WORK TO BE COMPLETED:
For the records below, print the lines from the line with "PR #12061, opened 2026-07-08" through the line with "first accessed. Non-empty" exactly as written; include both end lines and exclude the rest.
*** EXCERPTED DATA
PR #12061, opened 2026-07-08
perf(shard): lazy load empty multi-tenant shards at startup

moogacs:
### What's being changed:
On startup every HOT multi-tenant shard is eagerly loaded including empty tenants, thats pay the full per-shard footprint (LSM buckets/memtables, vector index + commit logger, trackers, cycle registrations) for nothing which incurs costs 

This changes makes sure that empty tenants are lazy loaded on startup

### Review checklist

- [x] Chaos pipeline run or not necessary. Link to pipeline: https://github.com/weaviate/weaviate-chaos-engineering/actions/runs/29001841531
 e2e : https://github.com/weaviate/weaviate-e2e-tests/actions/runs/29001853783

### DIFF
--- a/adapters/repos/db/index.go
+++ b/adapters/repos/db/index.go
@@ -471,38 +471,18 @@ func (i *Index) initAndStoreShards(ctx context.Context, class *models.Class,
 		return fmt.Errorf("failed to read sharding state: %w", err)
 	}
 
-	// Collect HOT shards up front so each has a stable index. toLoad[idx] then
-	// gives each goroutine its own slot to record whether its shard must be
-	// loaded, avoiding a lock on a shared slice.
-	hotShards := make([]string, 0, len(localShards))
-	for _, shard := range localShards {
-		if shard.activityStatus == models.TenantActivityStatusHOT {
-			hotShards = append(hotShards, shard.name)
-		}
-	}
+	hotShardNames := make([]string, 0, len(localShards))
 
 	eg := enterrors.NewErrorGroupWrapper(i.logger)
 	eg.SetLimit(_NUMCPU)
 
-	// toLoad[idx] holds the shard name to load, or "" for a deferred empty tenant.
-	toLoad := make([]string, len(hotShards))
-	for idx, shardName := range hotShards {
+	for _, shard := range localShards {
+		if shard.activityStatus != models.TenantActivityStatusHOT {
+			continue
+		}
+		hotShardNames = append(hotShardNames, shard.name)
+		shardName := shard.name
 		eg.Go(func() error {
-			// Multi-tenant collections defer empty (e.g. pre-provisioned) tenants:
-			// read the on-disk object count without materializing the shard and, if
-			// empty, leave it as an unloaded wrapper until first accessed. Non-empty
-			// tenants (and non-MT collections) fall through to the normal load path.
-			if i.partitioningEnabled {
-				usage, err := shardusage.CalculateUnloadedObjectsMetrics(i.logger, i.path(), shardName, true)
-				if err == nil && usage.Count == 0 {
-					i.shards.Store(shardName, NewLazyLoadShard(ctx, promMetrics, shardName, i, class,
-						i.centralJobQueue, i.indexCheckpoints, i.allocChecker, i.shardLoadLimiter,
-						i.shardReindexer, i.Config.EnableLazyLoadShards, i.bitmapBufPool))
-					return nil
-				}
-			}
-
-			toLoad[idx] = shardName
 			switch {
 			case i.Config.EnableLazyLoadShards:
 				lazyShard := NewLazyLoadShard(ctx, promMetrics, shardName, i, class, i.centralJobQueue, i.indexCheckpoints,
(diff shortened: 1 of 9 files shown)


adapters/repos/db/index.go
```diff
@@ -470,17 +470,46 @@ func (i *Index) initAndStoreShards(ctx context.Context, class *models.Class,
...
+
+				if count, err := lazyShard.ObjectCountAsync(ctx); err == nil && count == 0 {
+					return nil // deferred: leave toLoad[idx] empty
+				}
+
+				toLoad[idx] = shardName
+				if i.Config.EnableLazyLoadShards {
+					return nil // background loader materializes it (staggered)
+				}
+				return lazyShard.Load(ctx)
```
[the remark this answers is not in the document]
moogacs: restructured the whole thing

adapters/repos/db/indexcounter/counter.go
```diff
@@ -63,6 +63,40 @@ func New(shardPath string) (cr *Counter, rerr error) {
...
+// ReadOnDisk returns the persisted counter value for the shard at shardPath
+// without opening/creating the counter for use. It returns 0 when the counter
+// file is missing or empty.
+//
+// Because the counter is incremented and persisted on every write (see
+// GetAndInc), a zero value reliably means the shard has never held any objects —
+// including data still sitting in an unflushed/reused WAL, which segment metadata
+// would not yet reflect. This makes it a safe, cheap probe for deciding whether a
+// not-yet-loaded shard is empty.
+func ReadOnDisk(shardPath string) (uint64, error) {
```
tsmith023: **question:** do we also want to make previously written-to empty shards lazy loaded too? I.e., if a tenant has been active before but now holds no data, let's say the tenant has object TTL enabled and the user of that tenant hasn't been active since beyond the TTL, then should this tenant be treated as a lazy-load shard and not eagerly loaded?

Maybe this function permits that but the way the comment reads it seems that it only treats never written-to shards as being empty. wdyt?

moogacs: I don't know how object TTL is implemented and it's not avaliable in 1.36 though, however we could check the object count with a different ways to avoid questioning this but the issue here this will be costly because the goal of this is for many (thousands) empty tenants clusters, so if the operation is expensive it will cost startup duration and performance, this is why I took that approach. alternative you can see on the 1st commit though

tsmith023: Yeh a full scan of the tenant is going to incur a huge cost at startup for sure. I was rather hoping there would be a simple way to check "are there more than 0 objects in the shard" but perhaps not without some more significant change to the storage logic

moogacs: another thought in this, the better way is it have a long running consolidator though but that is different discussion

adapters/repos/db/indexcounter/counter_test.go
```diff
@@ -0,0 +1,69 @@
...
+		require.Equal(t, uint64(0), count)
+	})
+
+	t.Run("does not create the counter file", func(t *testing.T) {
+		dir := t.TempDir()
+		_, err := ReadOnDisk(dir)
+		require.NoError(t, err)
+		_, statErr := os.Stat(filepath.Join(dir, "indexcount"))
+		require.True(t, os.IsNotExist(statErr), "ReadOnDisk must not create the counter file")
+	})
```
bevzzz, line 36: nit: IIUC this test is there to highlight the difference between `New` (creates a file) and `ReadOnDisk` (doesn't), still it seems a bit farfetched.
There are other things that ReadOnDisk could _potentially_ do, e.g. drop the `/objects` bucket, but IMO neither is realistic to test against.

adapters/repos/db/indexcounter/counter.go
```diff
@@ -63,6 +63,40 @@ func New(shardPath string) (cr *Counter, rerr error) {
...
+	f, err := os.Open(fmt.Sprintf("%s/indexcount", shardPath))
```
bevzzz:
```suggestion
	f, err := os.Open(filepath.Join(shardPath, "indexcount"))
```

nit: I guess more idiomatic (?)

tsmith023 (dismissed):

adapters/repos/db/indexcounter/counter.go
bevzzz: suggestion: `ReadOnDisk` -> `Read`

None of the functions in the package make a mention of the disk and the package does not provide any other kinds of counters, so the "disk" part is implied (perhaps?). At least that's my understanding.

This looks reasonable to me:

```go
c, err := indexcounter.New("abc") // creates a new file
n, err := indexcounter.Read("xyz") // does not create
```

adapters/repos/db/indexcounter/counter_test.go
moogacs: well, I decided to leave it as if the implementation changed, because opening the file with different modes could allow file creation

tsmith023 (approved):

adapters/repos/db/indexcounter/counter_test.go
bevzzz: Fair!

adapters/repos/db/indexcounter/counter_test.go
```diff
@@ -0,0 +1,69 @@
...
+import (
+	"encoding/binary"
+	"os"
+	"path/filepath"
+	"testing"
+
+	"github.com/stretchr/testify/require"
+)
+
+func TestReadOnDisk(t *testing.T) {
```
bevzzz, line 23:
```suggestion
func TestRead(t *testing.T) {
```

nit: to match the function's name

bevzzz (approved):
******
*** EXCERPTED DATA
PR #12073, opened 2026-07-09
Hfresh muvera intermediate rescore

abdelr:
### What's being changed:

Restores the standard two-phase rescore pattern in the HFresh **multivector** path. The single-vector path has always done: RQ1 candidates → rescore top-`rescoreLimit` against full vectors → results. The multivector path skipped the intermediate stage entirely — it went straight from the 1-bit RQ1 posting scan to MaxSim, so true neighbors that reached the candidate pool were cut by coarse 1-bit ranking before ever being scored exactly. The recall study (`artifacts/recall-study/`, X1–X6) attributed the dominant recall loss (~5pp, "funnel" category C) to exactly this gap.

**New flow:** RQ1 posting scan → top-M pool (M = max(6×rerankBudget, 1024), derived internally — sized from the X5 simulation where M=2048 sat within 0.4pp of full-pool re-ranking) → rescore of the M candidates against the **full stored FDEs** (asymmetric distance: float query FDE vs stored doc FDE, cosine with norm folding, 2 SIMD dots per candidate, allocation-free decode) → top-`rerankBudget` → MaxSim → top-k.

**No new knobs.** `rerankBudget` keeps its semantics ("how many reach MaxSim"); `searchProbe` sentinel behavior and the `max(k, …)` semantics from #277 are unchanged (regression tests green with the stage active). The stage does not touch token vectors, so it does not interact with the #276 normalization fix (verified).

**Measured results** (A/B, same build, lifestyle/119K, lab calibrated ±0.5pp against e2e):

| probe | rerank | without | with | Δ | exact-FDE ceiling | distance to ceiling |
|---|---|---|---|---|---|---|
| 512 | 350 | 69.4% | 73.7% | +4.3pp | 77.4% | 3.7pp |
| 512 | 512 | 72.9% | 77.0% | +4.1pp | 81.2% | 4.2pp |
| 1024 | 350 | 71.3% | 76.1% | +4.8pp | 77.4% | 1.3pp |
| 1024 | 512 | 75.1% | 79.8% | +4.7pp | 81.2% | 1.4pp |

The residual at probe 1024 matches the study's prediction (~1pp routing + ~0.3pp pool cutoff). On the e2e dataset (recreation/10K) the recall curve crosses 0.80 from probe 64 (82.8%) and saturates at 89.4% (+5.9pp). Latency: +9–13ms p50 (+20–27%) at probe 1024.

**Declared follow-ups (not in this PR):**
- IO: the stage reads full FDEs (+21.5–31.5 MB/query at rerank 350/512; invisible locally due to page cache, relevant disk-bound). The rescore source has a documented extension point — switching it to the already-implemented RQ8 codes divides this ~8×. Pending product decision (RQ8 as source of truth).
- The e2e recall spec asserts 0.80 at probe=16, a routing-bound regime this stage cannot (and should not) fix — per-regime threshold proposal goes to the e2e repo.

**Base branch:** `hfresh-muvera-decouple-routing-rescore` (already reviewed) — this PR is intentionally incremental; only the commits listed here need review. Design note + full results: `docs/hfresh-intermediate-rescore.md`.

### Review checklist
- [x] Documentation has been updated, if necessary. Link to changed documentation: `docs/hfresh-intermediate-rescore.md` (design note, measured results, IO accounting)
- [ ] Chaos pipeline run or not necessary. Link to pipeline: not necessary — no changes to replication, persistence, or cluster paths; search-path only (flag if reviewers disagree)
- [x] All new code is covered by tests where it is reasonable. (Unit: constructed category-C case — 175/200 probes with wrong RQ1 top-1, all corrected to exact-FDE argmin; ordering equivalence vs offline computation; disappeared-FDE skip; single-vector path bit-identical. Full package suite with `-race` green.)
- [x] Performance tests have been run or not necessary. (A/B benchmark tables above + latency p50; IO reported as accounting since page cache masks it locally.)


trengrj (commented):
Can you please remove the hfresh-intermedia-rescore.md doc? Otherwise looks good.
******
SOLUTION:
PR #12061, opened 2026-07-08
perf(shard): lazy load empty multi-tenant shards at startup

moogacs:
### What's being changed:
On startup every HOT multi-tenant shard is eagerly loaded including empty tenants, thats pay the full per-shard footprint (LSM buckets/memtables, vector index + commit logger, trackers, cycle registrations) for nothing which incurs costs 

This changes makes sure that empty tenants are lazy loaded on startup

### Review checklist

- [x] Chaos pipeline run or not necessary. Link to pipeline: https://github.com/weaviate/weaviate-chaos-engineering/actions/runs/29001841531
 e2e : https://github.com/weaviate/weaviate-e2e-tests/actions/runs/29001853783

### DIFF
--- a/adapters/repos/db/index.go
+++ b/adapters/repos/db/index.go
@@ -471,38 +471,18 @@ func (i *Index) initAndStoreShards(ctx context.Context, class *models.Class,
 		return fmt.Errorf("failed to read sharding state: %w", err)
 	}
 
-	// Collect HOT shards up front so each has a stable index. toLoad[idx] then
-	// gives each goroutine its own slot to record whether its shard must be
-	// loaded, avoiding a lock on a shared slice.
-	hotShards := make([]string, 0, len(localShards))
-	for _, shard := range localShards {
-		if shard.activityStatus == models.TenantActivityStatusHOT {
-			hotShards = append(hotShards, shard.name)
-		}
-	}
+	hotShardNames := make([]string, 0, len(localShards))
 
 	eg := enterrors.NewErrorGroupWrapper(i.logger)
 	eg.SetLimit(_NUMCPU)
 
-	// toLoad[idx] holds the shard name to load, or "" for a deferred empty tenant.
-	toLoad := make([]string, len(hotShards))
-	for idx, shardName := range hotShards {
+	for _, shard := range localShards {
+		if shard.activityStatus != models.TenantActivityStatusHOT {
+			continue
+		}
+		hotShardNames = append(hotShardNames, shard.name)
+		shardName := shard.name
 		eg.Go(func() error {
-			// Multi-tenant collections defer empty (e.g. pre-provisioned) tenants:
-			// read the on-disk object count without materializing the shard and, if
-			// empty, leave it as an unloaded wrapper until first accessed. Non-empty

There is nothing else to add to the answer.